The oak was a gnarly giant. Rough-barked and ivy-covered on one side of its gargantuan trunk, it spread its thick limbs up and outwards in perfect, symmetrical subdivisions. In the summertime it looked like a vast green mushroom on a mottled stalk. Now, with October gales roaring and snatching at everything, all its leaves were on the forest floor. They weren’t the only thing it had lost.
“Oh no,” said Gordon.
Judith had already seen the damage. One of the oak’s massive lower limbs had succumbed to the harrying of the wind. The bough had once extended from the main trunk almost horizontally, supporting a mass of smaller branches. Now it lay along the ground directly below its point of dislocation. It had made a deep score in the body of the oak, tearing a thick section away as it fell and leaving exposed a deep, almost white wound.

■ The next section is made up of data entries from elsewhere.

PR #2662, opened 2025-02-18
[TTAHUB-3751] remove dupe grant replacements

hardwarehuman:
## Description of change

This deletes GrantReplacements records with null grantReplacementTypeId values that are followed by another GrantReplacements record that is the same except the grantReplacementTypeId values are set.

here are also many other GrantReplacements entries where they have the same replacedGrantId and replacingGrantId but different non-null grantReplacementTypeId values. This leaves those intact because they are of potential future interest. Having said that, it's possible that those should also be deduped and we should pick only the most correct record, but that's beyond the scope of this PR.

## How to test

There's a little diagnostic query at the end that should show ~1824 deleted records now that it doesn't limit to only records on the same day

## Issue(s)

* https://jira.acf.gov/browse/TTAHUB-3751

### Every PR

- [ ] Meets issue criteria
- [ ] QA review complete

### Before merge to main

### Production Deploy

### After merge/deploy


AdamAdHocTeam (commented):
Do we want to also clean up cases where the grant ids are the same. But the replacement dates are different with a null recplacement type?

image

nvms (approved):

hardwarehuman:
> Do we want to also clean up cases where the grant ids are the same. But the replacement dates are different with a null recplacement type?
> 

I think this is a pretty good idea. @nvms can you think of a reason not to do that?

nvms:
> > Do we want to also clean up cases where the grant ids are the same. But the replacement dates are different with a null recplacement type?
> 
> I think this is a pretty good idea. @nvms can you think of a reason not to do that?

I can't, but will defer to @hardwarehuman's judgement here to decide if this is potentially useful data we could use for something in the future

PR #2680, opened 2025-02-25
[TTAHUB-3615] Similarity API response failure - unexpected token

nvms:
## Description of change

If the API key environment variable that we use to authenticate to the similarity API is not defined correctly, then authentication to the API will fail. If authentication fails, then the request would return non-valid JSON, and the `return await response.json()` will throw the error mentioned in TTAHUB-3615.

If we assume that we have correctly defined the API key in cloud.gov, then we just need to check the response status before attempting to parse it as JSON. That's what this PR does.

## How to test

Make sure the change makes sense.

## Issue(s)

* https://jira.acf.gov/browse/TTAHUB-3615

### Every PR

- [ ] Meets issue criteria
- [ ] UI review complete
- [ ] QA review complete

### Before merge to main

- [ ] OHS demo complete

### Production Deploy

### After merge/deploy

### DIFF
--- a/src/services/similarity.js
+++ b/src/services/similarity.js
@@ -23,15 +23,28 @@ async function postToSimilarity(body) {
         body: JSON.stringify(body),
       },
     );
-    auditLogger.info(`${namespace} Similarity API response status: ${response.status}, body: ${JSON.stringify(response.body)}`);
+
+    // Check if response is OK before parsing JSON
+    if (!response.ok) {
+      const errorText = await response.text();
+      auditLogger.error(`${namespace} Similarity API error response: ${errorText.substring(0, 500)}`);
+      throw new Error(`API returned status ${response.status}: ${errorText.substring(0, 100)}`);
+    }
 
     return await response.json();
   } catch (error) {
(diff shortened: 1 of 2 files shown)


src/services/similarity.js
```diff
@@ -23,15 +23,28 @@ async function postToSimilarity(body) {
...
+        `${namespace} Failed to parse JSON response from Similarity API: ${error.message}`,
+        { error },
+      );
+    } else {
+      auditLogger.error(
+        `${namespace} Similarity API response failure: ${error.message}`,
+        { error },
+      );
+    }
+    throw error;
```
thewatermethod, line 47: do we need to both check response.ok and check specifically for syntax errors? What I mean is: we'd get valid JSON as long as the response is ok, wouldn't we?

thewatermethod: to be more clear, I am confused only about the purpose of the if statement starting on line 36

nvms: right - probably not necessary. I will remove this check

thewatermethod (approved):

“This must have just happened,” said Judith. She put her hands into the rent in the oak’s trunk. “It’s damp. You can smell the sap.”
The oak had always been a symbol of power and longevity for Gordon. One thing that fascinated him about trees was that they could live for hundreds of years. They didn’t know how old the oak was but it had always seemed a thousand years old to all of them, and now here it was, wounded by the wind.

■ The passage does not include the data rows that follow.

PR #2687, opened 2025-02-26
[TTAHUB-3838] Buffer the min and max range on the horizontal bar chart

AdamAdHocTeam:
## Description of change

The smallest value on the QA FEI root cause bar chart was being cutoff. The issue is that if we set the min value for this range to be the smallest value in the set it will never show that value. I have added a small buffer for the start and end of the range.

## How to test

- Review the code
- Ensure the smallest value in the graph shows a bar
- Check other widgets that use this component make sure we didn't break them

## Issue(s)

* https://jira.acf.gov/browse/TTAHUB-3838

### Every PR

- [x] Meets issue criteria
- [ ] UI review complete
- [ ] QA review complete

### Before merge to main

- [ ] OHS demo complete

### Production Deploy

### After merge/deploy

### DIFF
--- a/frontend/src/widgets/BarGraph.js
+++ b/frontend/src/widgets/BarGraph.js
@@ -54,7 +54,7 @@ function BarGraph({
 
   // We need to buffer the min range/scale otherwise we will cut off the smallest value.
   const minRange = Math.min(...counts);
-  const range = [minRange === 0 || minRange - 2 === 0 ? 0 : minRange - 2, Math.max(...counts) + 2];
+  const range = [minRange === 0 || minRange - 2 <= 0 ? 0 : minRange - 2, Math.max(...counts) + 2];
 
   const trace = {
     type: 'bar',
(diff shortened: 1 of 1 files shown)


frontend/src/widgets/BarGraph.js
```diff
@@ -52,7 +52,9 @@ function BarGraph({
     counts.push(dataPoint.count);
   });
 
-  const range = [Math.min(...counts), Math.max(...counts)];
+  // We need to buffer the min range/scale otherwise we will cut off the smallest value.
+  const minRange = Math.min(...counts);
+  const range = [minRange === 0 || minRange - 2 <= 0 ? 0 : minRange - 2, Math.max(...counts) + 2];
```
thewatermethod, line 57: is there a case where we wouldn't just want

```js
const range = [0, Math.max(...counts)+2];

```

thewatermethod: I mean, as the person who wrote this, I can tell you that we did not have that in mind at all

thewatermethod (approved):

PR #2756, opened 2025-04-11
TTAHUB-797 Implementing some code splitting

Andrew565:
## Description of change
Uses Dynamic Import to split out Plotly and react-admin into separate "chunks" so that the initial bundle size is greatly reduced. Takes initial download from about 5.34 MB down to 3.81 MB.

## How to test
Fire up the app and notice everything still works.

## Issue(s)

* https://jira.acf.gov/browse/TTAHUB-797

## Screenshots
(Generated with source-map-explorer)
Before:
Screenshot 2025-04-11 at 5 09 11 PM
After:
Screenshot 2025-04-11 at 5 09 26 PM

### Every PR

- [X] Meets issue criteria
- [X] UI review complete
- [ ] QA review complete

### Before merge to main

- [ ] OHS demo complete

### Production Deploy

### After merge/deploy


nvms (commented):
Screenshot 2025-04-15 at 3 37 08 PM

in the screenshot above I'm at the / route which does not require react-admin or plotly by any of the components rendered at that route, but these chunks are still being requested. is this the expected behavior? I thought the point was to defer loading of large libs like react-admin or plotly until they're needed.

perhaps putting an import statement at the top of the module is not the way to go. in the [examples from the create-react-app docs](https://create-react-app.dev/docs/code-splitting/) it looks like they handle importing the modules once the component that needs them is instantiated (i.e. these chunks are only requested by the client when they're actually needed). since we don't use class-based components, maybe it makes more sense to do these imports in a useEffect call?

something like this maybe?

```js
function Diag() {
  const [RA, setRA] = useState(null);
  useEffect(() => {
    import('react-admin').then(setRA);
  }, []);

  if (!RA) return null;

  // RA should be available here, so render Diag
}
```

Andrew565:
@nvms Great catch and good idea, I'll get right on that. :) *slaps forehead for not double-checking the network resources tab*

frontend/src/pages/Admin/__tests__/diag.js
```diff
@@ -38,6 +38,6 @@ describe('Diag', () => {
   it('renders the main view', async () => {
     render(<RenderDiag />);
     const requestErrorsView = await screen.findAllByText('Requesterrors');
-    expect(requestErrorsView.length).toBe(3);
+    expect(requestErrorsView.length).toBe(2);
```
Andrew565, line 41: I don't know why this dropped from 3 views to 2?

frontend/src/widgets/__tests__/TRHoursOfTrainingByNationalCenter.js
```diff
@@ -0,0 +1,31 @@
+import React from 'react';
```
Andrew565, line 1: Adding this test to satisfy code coverage.

frontend/src/widgets/__tests__/TotalHrsAndRecipientGraph.js
```diff
@@ -50,8 +50,8 @@ describe('Total Hrs And Recipient Graph Widget', () => {
       });
     }).not.toThrow();
 
-    const svgGraph = document.querySelector('.plot-container.plotly svg');
-    expect(svgGraph).toBeInTheDocument();
+    const xAxisTitle = await screen.findByText('Date range');
```
Andrew565, line 53: Redid these tests to account for dynamic imports.

AdamAdHocTeam (commented):
Did a css selector get changed here?

Before:
image

After:
image

nvms:
> Did a css selector get changed here?
> 
> Before: image
> 
> After: image

I see this as well. I'm not sure what the fix here is, but it will need to be addressed before we merge

nvms (approved):

PR #2762, opened 2025-04-21
[TTAHUB-4057] Additional sequelizeConnection error handling

tommaroh:
## Description of change
* Based on [incident](https://ohstta.atlassian.net/wiki/spaces/TTAHUBTEAM/pages/931102721/Incident+2025.03.26.01), identified a number of places where `SequelizeConnectionAcquireTimeoutError` could still occur and was not being caught.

“We can sit on the snapped bough,” said Judith. “The oak would want us to use it. And it’ll be safer too. I don’t think there’s much chance of anything falling on top of what’s already come down.”
Gordon didn’t like to point out that it was more likely to happen here than anywhere else – especially if the tree was dying. But he sat across the log anyway, riding it, and Judith faced him in the same position. For a long time they did nothing but listen to the angry wind. It was as though the world were tearing out its own hair.
“Do you think we should go?” asked Gordon.
“If we don’t go, they’ll come and get us. It’ll be like getting arrested.”